PR #3640, opened 2025-05-20
[Feature] Improve ergonomics of the CLI

kaimast:
## Motivation

There were a few things that made the CLI a little awkward to use for me. For example, the network type is passed an integer (network ID) and it is easy to forget which one is which. 
In some cases, the CLI would also panic on an invalid input, which is not a great user experience.

## Overview

There are four commits in this PR:
* [40d8ab5](https://github.com/ProvableHQ/snarkOS/pull/3640/commits/40d8ab5ce45e32880ba87cd281ea59ad8d988888) and [d3bcf3b](https://github.com/ProvableHQ/snarkOS/pull/3640/commits/d3bcf3b662fc3641e4e4d728929e1ba871bdb189) add a more detailed help text for the network ID. It will also only allow values in `0..=2`.

* [826217a](https://github.com/ProvableHQ/snarkOS/pull/3640/commits/826217ab5da335a94dd9fdf50dc687ea00898bf2) ensures that at most one node type can be specified and clarifies that `--client` is the default.

* [810f034](https://github.com/ProvableHQ/snarkOS/pull/3640/commits/810f0349442c8630aa592ae5c272c2bb2da01f22) ensures errors while parsing the node arguments do not cause a panic. This commit also changes how errors are printed. Please see below for more details.

### New Error Handling

Before the CLI simply printed `{error}` which only shows the top-level error, not the root cause (for this you would do `println!("{}", error.root_cause())` instead). So you would get something like this:
```
⚠️  Failed to parse node arguments
```

I decided to leave the top-level error as is and additionally print the rest of the error chain. Now it will show something like this:
```
⚠️  Failed to parse node arguments
     ↳ Missing the '--private-key' or '--private-key-file' argument
```

## Test Plan
Manually tested.

## Notes
We should consider picking a different emoji. The current one is a "warning sign", which is not a good fit for a (fatal) error.

### DIFF
--- a/cli/src/commands/clean.rs
+++ b/cli/src/commands/clean.rs
@@ -13,19 +13,19 @@
 // See the License for the specific language governing permissions and
 // limitations under the License.
 
-use snarkos_node::bft::helpers::proposal_cache_path;
-
 use aleo_std::StorageMode;
 use anyhow::{Result, bail};
 use clap::Parser;
 use colored::Colorize;
+use snarkos_node::bft::helpers::proposal_cache_path;
+use snarkvm::console::network::{CanaryV0, MainnetV0, Network};
 use std::path::PathBuf;
 
 /// Cleans the snarkOS node storage.
 #[derive(Debug, Parser)]
 pub struct Clean {
-    /// Specify the network to remove from storage.
-    #[clap(default_value = "0", long = "network")]
+    /// Specify the network to remove from storage (0 = mainnet, 1 = testnet, 2 = canary)
+    #[clap(default_value_t=MainnetV0::ID, long = "network", value_parser = clap::value_parser!(u16).range((MainnetV0::ID as i64)..=(CanaryV0::ID as i64)))]
     pub network: u16,
     /// Enables development mode, specify the unique ID of the local node to clean.
     #[clap(long)]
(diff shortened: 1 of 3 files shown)


ljedrz (approved):
LGTM :+1:

cli/src/commands/clean.rs
```diff
@@ -13,19 +13,19 @@
...
 // limitations under the License.
 
-use snarkos_node::bft::helpers::proposal_cache_path;
-
 use aleo_std::StorageMode;
 use anyhow::{Result, bail};
 use clap::Parser;
 use colored::Colorize;
+use snarkos_node::bft::helpers::proposal_cache_path;
+use snarkvm::console::network::{CanaryV0, MainnetV0, Network};
```
niklaslong: Nit: could you keep VM and OS deps separate from imported crates? 🙏

niklaslong (dismissed):

cli/src/commands/clean.rs
kaimast: Done!

kaimast:
I did another rebase to trigger CI.

niklaslong (approved):

PR #3644, opened 2025-05-21
[Build] Remove unused dependencies

kaimast:
## Overview
This PR removes unused dependencies from crates in snarkOS. I used `cargo machete` to determine which dependencies are unused. While unused code is removed at link-time, removing them outright reduces compile times slightly and decreases the size of `Cargo.toml` files. 

The second commit also adds a CI job that runs `cargo machete` to detect any unused dependencies on new commits to prevent future bloat. We can only merge the first commit if we decide to not automatically test for unused dependencies.

## Notes and "Future Work"
There are a few places (mostly the top-level snarkOS crate) where we add indirect dependencies as direct dependencies, solely to enable features on them.
Most of these superfluous dependencies are not needed. For example, `snarkos` depends on `snarkos-node` so it can enable the `locktick` feature on it. But that feature is also enabled by `snarkos-cli` which actually uses the `snarkos-node` dependency.
However, I did not want to add any more changes to this PR, so I simply set some dependencies to be ignored by `cargo machete` using the `package.metadata.cargo-machete.ignored` field in `Cargo.toml`.

There is also a feature on `snarkos-node` called `parallel` that does not seem to be used anywhere, but I did not want to remove it in this PR either.


node/Cargo.toml
```diff
@@ -172,3 +158,8 @@ features = [ "env-filter", "fmt" ]
 
 [dev-dependencies.rand_chacha]
 version = "0.3.0"
+
+[package.metadata.cargo-machete]
+ignored = [
+  "serde_json", # Need to set preverse_order feature
```
ljedrz:
```suggestion
  "serde_json", # Need to set preserve_order feature
```

ljedrz (approved):

kaimast:
Rebased to trigger CI, but I will probably need to merge/rebase again after #3666 is merged.

node/Cargo.toml
```diff
@@ -18,7 +18,7 @@ edition = "2021"
 
 [features]
 default = [ "parallel" ]
-parallel = [ "rayon" ]
+parallel = [ ] #TODO(kaimast): is this still used?
```
vicsn, line 21: FYI I found a while ago that although snarkVM has a very clean `serial` feature with consistent use of cfg_*, snarkOS does not at the moment

vicsn (dismissed):

kaimast:
Merged staging.

The only other change I had to do is lock the `base64ct` dependency to `1.7` as never versions require Rust 2024 (>=1.85) and we are still at Rust 1.83.

vicsn (approved):

PR #3647, opened 2025-05-21
fix(node/router): handle repated connects to same peer better

kaimast:
The heartbeat logic has no notion of pending connections, so it might call `Router::connect` multiple times for the same peer while the handshake is happening.

This change prevents frequent warnings being generated when a node attempts to connect to a peer, that it already connected or is currently connecting to, by not considering those cases an error.

In particular, it removes warnings like the following (they are still logged as debug messages):
```
WARN Dropping connection attempt to '127.0.0.1:4134' (already shaking hands as the initiator)
```

## Test Plan
I ran a local devnet to verify this works as expected.

Reviewers, let me know if you think this should also be stress tested. It really only changes the log output but is a networking change, nevertheless.

## Notes
 An alternative solution would be to add more state to the heartbeat logic. Currently, heartbeat has little state and, for example, discards the return value `Router::connect` instead of checking the result.

It seemed less invasive to make these changes in `Router` and keep `Heartbeat` unchanged.

### DIFF
--- a/node/router/src/lib.rs
+++ b/node/router/src/lib.rs
@@ -166,11 +166,18 @@ impl<N: Network> Router<N> {
 
 impl<N: Network> Router<N> {
     /// Attempts to connect to the given peer IP.
+    ///
+    /// Returns None if we are already connected to the peer or cannot connect.
+    /// Otherwise, it returns a handle to the tokio tasks that sets up the connection.
     pub fn connect(&self, peer_ip: SocketAddr) -> Option<JoinHandle<bool>> {
         // Return early if the attempt is against the protocol rules.
-        if let Err(forbidden_message) = self.check_connection_attempt(peer_ip) {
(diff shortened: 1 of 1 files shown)


ljedrz (approved):
LGTM :+1:

bendyarm (approved):
Looks good to me.
I didn't see any other callers to `check_connection_attempt`.
I don't think it needs stress testing separately; it is low-enough risk that it can be added to other changes that are stress-tested together, IMHO.

kaimast:
> I didn't see any other callers to `check_connection_attempt`.

Yeah. In hindsight, I could also just have merged the function into `connect`. 

> I don't think it needs stress testing separately; it is low-enough risk that it can be added to other changes that are stress-tested together, IMHO.

Good point. There should indeed be a few more stress tests run of staging until the next release.

PR #3649, opened 2025-05-22
[Build] Fix warning about yanked version of zip

kaimast:
`zip` 2.6.* was [yanked due to a breaking change](https://github.com/zip-rs/zip2/issues/337). This PR only updates `Cargo.lock` using the result of `cargo update zip`.
`zip` is not a direct dependency, but needed by the `self_update` crate, so we cannot update to 3.* or 4.* yet.


ljedrz (approved):

kaimast:
Closing in favor of #3662.

PR #3650, opened 2025-05-22
Fix or improve a few peering-related comments.

bendyarm:
in `gateway.rs` there was a vestigial reference to "router".
In `handshake.rs` fixed the incorrect logic in the comment.
In `start.rs` clarified that Client and Prover nodes ignore the `allow_external_peers` flag and always allow untrusted peers to connect.


niklaslong (approved):

node/router/src/handshake.rs
```diff
@@ -318,7 +318,7 @@ impl<N: Network> Router<N> {
         if self.is_connected(&peer_ip) {
             bail!("Dropping connection request from '{peer_ip}' (already connected)")
         }
-        // Only allow trusted peers to connect if allow_external_peers is set
```
kaimast, line 321: Thanks for catching this. I might have written this and obviously meant *untrusted* peers.

kaimast (approved):
Looks good!

PR #4168, opened 2026-03-16
feat(node/bft): add more metrics

vicsn:
## Motivation

More metrics to determine slower block production on mainnet

## Test Plan

- [ ] Run extended CI tests.


vicsn:
Duplicate with https://github.com/ProvableHQ/snarkOS/pull/4169

PR #4170, opened 2026-03-16
Revert "[Feat] Add more block creation metrics to mainnet"

vicsn:
Reverts ProvableHQ/snarkOS#4169

On second thought, these should not go directly into mainnet, we can make a feature branch.


vicsn:
Too late, the new patch uses the metrics: https://github.com/ProvableHQ/snarkOS/pull/4171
==========
● **Work request**
The task calls for every line of the material that contains the string "simply".

● **Your solution**
Before the CLI simply printed `{error}` which only shows the top-level error, not the root cause (for this you would do `println!("{}", error.root_cause())` instead). So you would get something like this:
However, I did not want to add any more changes to this PR, so I simply set some dependencies to be ignored by `cargo machete` using the `package.metadata.cargo-machete.ignored` field in `Cargo.toml`.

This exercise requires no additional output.